The researchers found the new experimental drug killed MRSA bacteria in a way not seen before in currently used antibiotics.
This was the result of a new study led by Rutgers University in Piscataway, NJ, and published in the journal Antimicrobial Agents and Chemotherapy.
Senior author Daniel Pilch, associate professor in pharmacology at Rutgers Robert Wood Johnson Medical School, explains the significance of the finding:
"This is important because even though TXA709 is effective on its own in treating MRSA, combining it with cefdinir - used to treat a wide range of bacterial infections like strep throat, pneumonia, bronchitis and middle ear and sinus infections - makes it even more efficacious, while also significantly reducing the potential for the MRSA bacteria to become resistant in the future."

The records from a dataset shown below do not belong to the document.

PR #869, opened 2023-02-10
feat:core: replace allowed hooks with allowed senders

nmimran99:
feat!: replace allowed hooks with allowed senders

Replace the "allowedHooks" mapping in `depositRecord` with `AllowedMsgSenders` mechanism. 

This is a breaking change to the usage of `depositRecord` because it requires deployment of a separate `AccountList` contract and connecting it to the `AllowedMsgSenders` contract inherited by `DepositRecord`


apps/smart-contracts/core/test/unit/WithdrawHook.test.ts
```diff
@@ -46,14 +48,31 @@ describe('=> WithdrawHook', () => {
...
+      withdrawHook.SET_GLOBAL_WITHDRAW_LIMIT_PER_PERIOD_ROLE(),
+      withdrawHook.SET_USER_WITHDRAW_LIMIT_PER_PERIOD_ROLE(),
+      withdrawHook.SET_TREASURY_ROLE(),
+      withdrawHook.SET_TOKEN_SENDER_ROLE(),
+    ])
+    await batchGrantAndAcceptRoles(mockDepositRecord, deployer, deployer, [
+      mockDepositRecord.SET_ALLOWED_MSG_SENDERS_ROLE(),
+      mockDepositRecord.SET_ACCOUNT_LIST_ROLE()
+
+    ])
```
ramenforbreakfast, line 71: When you rebase off main, be careful you don't overwrite the change to using the new `roleAssigners` helpers.

apps/smart-contracts/core/test/unit/DepositRecord.test.ts
```diff
@@ -149,16 +162,17 @@ describe('=> DepositRecord', () => {
...
       await setupDepositRecord()
+      allowlist.isIncluded.whenCalledWith(user.address).returns(true)
       await depositRecord
         .connect(user)
         .recordDeposit(user.address, TEST_AMOUNT_ONE.add(TEST_AMOUNT_TWO))
     })
 
     it('reverts if caller not allowed', async () => {
-      expect(await depositRecord.isHookAllowed(user2.address)).to.eq(false)
+      expect(await allowlist.isIncluded(user2.address)).to.eq(false)
```
ramenforbreakfast, line 172:
```suggestion
      expect(await allowlist.isIncluded(user2.address)).eq(false)
```

apps/smart-contracts/core/test/unit/DepositRecord.test.ts
```diff
@@ -71,21 +82,23 @@ describe('=> DepositRecord', () => {
         id('setGlobalNetDepositCap')
       )
       expect(await depositRecord.SET_USER_DEPOSIT_CAP_ROLE()).to.eq(id('setUserDepositCap'))
-      expect(await depositRecord.SET_ALLOWED_HOOK_ROLE()).to.eq(id('setAllowedHook'))
+      expect(await depositRecord.SET_ALLOWED_MSG_SENDERS_ROLE()).to.eq(id('setAllowedMsgSenders'))
+      expect(await depositRecord.SET_ACCOUNT_LIST_ROLE()).to.eq(id('setAccountList'))
```
ramenforbreakfast, line 86:
```suggestion
      expect(await depositRecord.SET_ALLOWED_MSG_SENDERS_ROLE()).eq(id('setAllowedMsgSenders'))
      expect(await depositRecord.SET_ACCOUNT_LIST_ROLE()).eq(id('setAccountList'))
```

ramenforbreakfast: Since we're modifying these lines anyway, let's change them to use our current convention which is to not use `.to`

apps/smart-contracts/core/test/unit/DepositRecord.test.ts
```diff
@@ -71,21 +82,23 @@ describe('=> DepositRecord', () => {
...
   describe('# recordDeposit', () => {
     beforeEach(async () => {
       await setupDepositRecord()
+      allowlist.isIncluded.whenCalledWith(user.address).returns(true)
     })
 
-    it('should only be callable by allowed contracts', async () => {
-      expect(await depositRecord.isHookAllowed(user2.address)).to.eq(false)
+    it('reverts if caller not allowed', async () => {
+      expect(await allowlist.isIncluded(user2.address)).to.eq(false)
```
ramenforbreakfast, line 97:
```suggestion
      expect(await allowlist.isIncluded(user2.address)).eq(false)
```

apps/smart-contracts/core/test/unit/DepositRecord.test.ts
ramenforbreakfast: Please do this for the rest of this PR as well.

apps/smart-contracts/core/test/unit/WithdrawHook.test.ts
nmimran99: got it. is that a request for change? or the code that I submitted was ok?

apps/smart-contracts/core/test/unit/DepositRecord.test.ts
nmimran99: Fixed throughout the test file and removed all `to` uses

nmimran99:
Feature is currently on hold for further discussion about the usage of AllowMsgSenders in this contract due to the fact that the bypass feature is using an account list, and the allowed msg senders is also using an account list and those 2 features clash as the `AccountListCaller` contract only allows interaction with 1 account list

apps/smart-contracts/core/test/unit/WithdrawHook.test.ts
ramenforbreakfast: No the code as it is is not ok. The current code overwrites the switch over to using the new `roleAssigners` fixtures for `withdrawHook` and `mockDepositRecord` here. See how your code contains the old way shown above, where each role is passed into `batchGrandAndAcceptRole`? The new code now externalizes this to a `roleAssigners` helper which already knows which roles to assign.

So what you will need to do, is modify the `roleAssigner` for `DepositRecord`, to conform to the changes you've made here, and then use the `roleAssigner` to assign roles, rather than explicitly passing them into `batchGrantAndAcceptRoles`

PR #870, opened 2023-02-13
feat: show chart by default and hide settings

chrisling-dev:
https://www.notion.so/prepo/6ff94d2f628847cd97c80bfbe667b5b9?v=6b4403e1ecc748a48a63e32a1f35e012&p=8b71fbd4d9984794964289e326777633&pm=s


chrisling-dev (commented):
self reviewed

MeLlamoPablo (changes requested):
Let's also hide the close button from the chart. If you click it, there's no way to restore it.

Screenshot 2023-02-13 at 17 25 30

I don't understand why would we offer that option to the user. Why not always show the chart? What does the user have to gain by hiding it?

chrisling-dev:
> Let's also hide the close button from the chart. If you click it, there's no way to restore it.
> 
> Screenshot 2023-02-13 at 17 25 30
> 
> I don't understand why would we offer that option to the user. Why not always show the chart? What does the user have to gain by hiding it?

ohh ya should've removed the close button, thanks!

MeLlamoPablo (approved):

PR #871, opened 2023-02-13
feat: hide expired market from markets list

chrisling-dev:
No UI change expected except there's now a loading skeleton for when market's expiry is loading because we don't have any expired market

https://www.notion.so/prepo/6ff94d2f628847cd97c80bfbe667b5b9?v=6b4403e1ecc748a48a63e32a1f35e012&p=fe754a331d334e7ea2180dee1527c9be&pm=s


MeLlamoPablo (approved):
LGTM

PR #872, opened 2023-02-13
feat: add mock global deposit limits

MeLlamoPablo:
Screenshot 2023-02-13 at 21 40 21

This PR adds a `DepositRecordStore` that can interact with the `DepositRecord` contract.

For now, the data is pulled from a [dummy contract that I deployed on Goerli](https://goerli.etherscan.io/address/0x1412039d105c41d19f8c77aebdc118a5945aba6a#code). This contract only holds state and anyone can modify it. We should replace it with the actual `DepositRecord` contract when it is available.

This PR simply pulls that data and displays it on the frontend. The data is only displayed locally and not on production.

Even though this PR is very simple and doesn't add much value, I'm submitting it to ensure that I'm understanding everything correctly and I'm following the Mobx best practices.


chrisling-dev (approved):
LGTM as a PR for mock implementation

apps/frontend/core-dapp/src/features/deposit/DepositPage.tsx
```diff
@@ -72,6 +88,22 @@ const DepositPage: React.FC = () => {
...
+              : 'Loading...'}
+          </p>
+          <p>
+            Global net deposit cap:{' '}
+            {globalNetDepositCapInUsd
+              ? compactNumber(+globalNetDepositCapInUsd, { showUsdSign: true })
+              : 'Loading...'}
+          </p>
+        </DepositCapInfo>
+      )}
```
chrisling-dev, line 106: tho I think we could remove these changes in this file since they're not necessary to validate implementation of mock values in DepositRecordStore, so we can probably remove all changes in this file, and do proper UI in the next PR

chrisling-dev (changes requested):

chrisling-dev (approved):

PR #873, opened 2023-02-13
feat: helpers for nominating governance to all core roles

ramenforbreakfast:


apps/smart-contracts/core/helpers/roles.ts
```diff
@@ -124,3 +229,14 @@ export const roleAssigners = {
...
   assignArbitrageBrokerRoles,
 }
+
+export const roleGranters = {
+  grantCollateralRoles,
+  grantDepositRecordRoles,
+  grantDepositHookRoles,
+  grantWithdrawHookRoles,
+  grantManagerWithdrawHookRoles,
+  grantTokenSenderRoles,
```
XavierEkkel, line 239: need to add `grantTreasuryCallerRoles` too

XavierEkkel (approved):
LGTM after comment

apps/smart-contracts/core/helpers/roles.ts
ramenforbreakfast: Ah so role granting is not done on a module level, also modules don't assume any sort of access control so im not sure this would make sense to do.

PR #874, opened 2023-02-13
feat: acceptRole batch step generators

ramenforbreakfast:
These are helper functions to make generation of the batch transaction steps cleaner, since we will need to handover ownership of 49 different roles, including the `DEFAULT_ADMIN_ROLE` for each contract.


XavierEkkel (approved):
LGTM

PR #875, opened 2023-02-13
feat: SafeOwnable transfer helpers

ramenforbreakfast:
In addition to the 49 roles, there are 6 contracts that use `SafeOwnable` that will need to have their ownership transferred. There are only 4 now, with a TODO to add the last 2 pertaining to `DepositRecord`.

You will notice that these helpers just take in an array of contracts. While I considered applying the same approach to the more complex role assigners, I prefer writing individually defined role assignment helpers for each contract, rather than doing them all in one function call, because each contract has different roles and the parent calling contracts shouldn't need to know what roles to assign for a given contract.

In this case, the function call is `acceptOwnership` no matter the contract, so it makes sense to allow the helper function to take in an array of contracts.


apps/smart-contracts/core/harnesses/prod.ts
```diff
@@ -135,4 +137,33 @@ export class ProdCore extends Base {
...
   }
+
+  public async transferOwnershipForProdStack(
+    owner: SignerWithAddress,
+    nomineeAddress: string
+  ): Promise<void> {
+    // TODO add DepositRecord allowedMsgSenders and bypass list transfer
+    await sendTxAndWait(
+      await this.collateral.depositHook.allowlist.connect(owner).transferOwnership(nomineeAddress)
+    )
```
XavierEkkel, line 148: what allowlist?

XavierEkkel (approved):
LGTM after question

Methicillin-resistant Staphylococcus aureus (MRSA) infections are responsible for thousands of deaths in American hospitals every year, and they cost the economy billions of dollars.
The threat of these and other drug-resistant pathogens is so great that the World Health Organization (WHO) predicts common infections and minor injuries could become life-threatening because of lack of effective treatments.
According to the WHO, people with MRSA are estimated to be 64% more likely to die than people with a non-resistant form of the infection.
Kills MRSA in a way not seen before
In their study, where they test the new compound in infected mice, Prof. Pilch and colleagues find that TXA709 "retains potent bactericidal activity against S. aureus strains resistant to the current standard-of-care drugs vancomycin, daptomycin, and linezolid."
They note that the new drug kills MRSA bacteria in a way not seen in currently used antibiotics. It blocks a protein called FtsZ, without which the bacterium cannot divide and survive.
Other tests showed that the drug demonstrates minimal toxicity to mammal cells, they add.
By combining the new drug with cefdinir, a cephalosporin antibiotic that acts in a similar way to penicillin, the researchers were able to lower the dose of TXA709 needed to eradicate the MRSA infection.
The combination effect is an important finding, they say, because it reduces the potential for adverse side effects that might occur at higher doses.
The team also notes that as both drugs can be taken orally, they could be given in an outpatient setting. This is an advantage as most current treatments against MRSA have to be given intravenously.
"Current standard-of-care drugs for the treatment of MRSA infections are limited. Furthermore, resistance to these drugs is on the rise, and their clinical effectiveness is likely to diminish in the future."
Prof. Daniel Pilch
Phase I trials of the experimental antibiotic are planned for next spring, says the team. These will assess and evaluate its effectiveness in humans.